Automatic Extension of a Symbolic Mobile Manipulation Skill Set
Förster, Julian, Ott, Lionel, Nieto, Juan, Siegwart, Roland, Chung, Jen Jen
Symbolic planning can provide an intuitive interface for non-expert users to operate autonomous robots by abstracting away much of the low-level programming. However, symbolic planners assume that the initially provided abstract domain and problem descriptions are closed and complete.
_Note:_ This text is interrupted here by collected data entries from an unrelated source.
PR #1780, opened 2022-07-19
fixed: an EXISTS clause is used in a RETURN clause where it is not valid

### LINKED ISSUE #1779: An `EXISTS` clause is used in a `RETURN` clause where it is not valid
**Describe the bug**
An `EXISTS` clause is used in a `RETURN` clause where it is not valid.

**Type definitions**

```gql
type Person {
    name: String
    age: Int
    attends: [School!]! @relationship(type: "attends", direction: OUT)
}

type School {
    name: String
    students: [Person!]! @relationship(type: "attends", direction: IN)
}
```

**To Reproduce**

1. Execute the following query:

```gql
{
  people{
    name
    attends(where: {students_ALL: {age_GT: 23}}){
      name
    }
  }
}
```

2. See the error `The EXISTS subclause is not valid inside a WITH or RETURN clause.`

**Expected behavior**

No error to be thrown.

* Version: `@neo4j/graphql@3.5.0`

darrellwarde:
# Description

Reported on Discord, `EXISTS` was being used in a `RETURN` clause where it is not valid.

This PR fixes this by switching to the `listPredicateToSizeFunction` to generate the clause. It's a shame, because we're now only using `EXISTS` in one place, which is the better solution. We need to switch from doing our projections of relationships in the `RETURN` clause itself to get around this.

# Issue

Closes #1779

### DIFF
--- a/packages/graphql/tests/integration/issues/1779.int.test.ts
+++ b/packages/graphql/tests/integration/issues/1779.int.test.ts
@@ -1,0 +1,122 @@
+/*
+ * Copyright (c) "Neo4j"
+ * Neo4j Sweden AB [http://neo4j.com]
+ *
+ * This file is part of Neo4j.
+ *
+ * Licensed under the Apache License, Version 2.0 (the "License");
+ * you may not use this file except in compliance with the License.
+ * You may obtain a copy of the License at
+ *
+ *     http://www.apache.org/licenses/LICENSE-2.0
+ *
+ * Unless required by applicable law or agreed to in writing, software
+ * distributed under the License is distributed on an "AS IS" BASIS,
+ * WITHOUT WARRANTIES OR CONDITIONS OF ANY KIND, either express or implied.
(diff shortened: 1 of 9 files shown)


packages/graphql/tests/integration/issues/1779.int.test.ts
```diff
@@ -0,0 +1,122 @@
...
+        CREATE (personD:${personType.name} { name: "D", age: 25 })-[:ATTENDS]->(schoolYoung)
+    `;
+
+        const session = await neo4j.getSession();
+
+        try {
+            await session.run(cypher);
+        } finally {
+            await session.close();
+        }
```
angrykoala, line 71: **non-blocking**

Consider moving `neo4j.getSession` and `session.close` to `beforeEach` and `afterEach` so we don't need the try...finally in the test case

angrykoala (approved):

This means that they are fundamentally unable to adapt to changes in the environment or task that are not captured by the initial description. We propose a method that allows an agent to automatically extend its skill set, and thus the abstract description, upon encountering such a situation. We introduce strategies for generalizing from previous experience, completing sequences of key actions and discovering preconditions to ensure the efficiency of our skill sequence exploration scheme. The resulting system is evaluated in simulation on object rearrangement tasks. Compared to a Monte Carlo Tree Search baseline, our strategies for efficient search have on average a 29% higher success rate at a 68% faster runtime.